Extracted entries section start

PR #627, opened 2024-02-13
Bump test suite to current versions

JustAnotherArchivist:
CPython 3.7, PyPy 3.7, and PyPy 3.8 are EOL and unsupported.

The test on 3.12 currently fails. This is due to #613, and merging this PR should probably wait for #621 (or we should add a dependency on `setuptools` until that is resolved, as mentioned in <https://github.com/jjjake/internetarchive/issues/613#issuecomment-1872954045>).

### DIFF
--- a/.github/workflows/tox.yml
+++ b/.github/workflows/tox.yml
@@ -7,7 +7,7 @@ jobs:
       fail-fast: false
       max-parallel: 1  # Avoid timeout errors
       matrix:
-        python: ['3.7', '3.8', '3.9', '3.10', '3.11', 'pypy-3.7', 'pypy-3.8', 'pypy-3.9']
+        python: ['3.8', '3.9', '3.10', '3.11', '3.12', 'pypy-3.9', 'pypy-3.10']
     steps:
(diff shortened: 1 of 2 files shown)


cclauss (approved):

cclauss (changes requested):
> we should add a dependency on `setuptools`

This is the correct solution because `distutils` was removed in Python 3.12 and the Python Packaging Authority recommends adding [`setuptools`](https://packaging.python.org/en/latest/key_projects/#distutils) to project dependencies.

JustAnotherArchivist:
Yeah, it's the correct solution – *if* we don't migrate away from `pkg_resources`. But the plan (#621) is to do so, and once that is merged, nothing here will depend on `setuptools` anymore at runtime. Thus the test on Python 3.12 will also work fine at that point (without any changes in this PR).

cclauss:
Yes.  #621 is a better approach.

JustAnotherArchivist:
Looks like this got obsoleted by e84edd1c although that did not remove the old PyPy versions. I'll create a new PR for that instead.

Extracted entries section end

# [Work instructions]
Please restate only the opening stretch of the records above: every line from the first through the one containing "CPython 3.7, PyPy", exactly as written.

# [Response to this exercise]
PR #627, opened 2024-02-13
Bump test suite to current versions

JustAnotherArchivist:
CPython 3.7, PyPy 3.7, and PyPy 3.8 are EOL and unsupported.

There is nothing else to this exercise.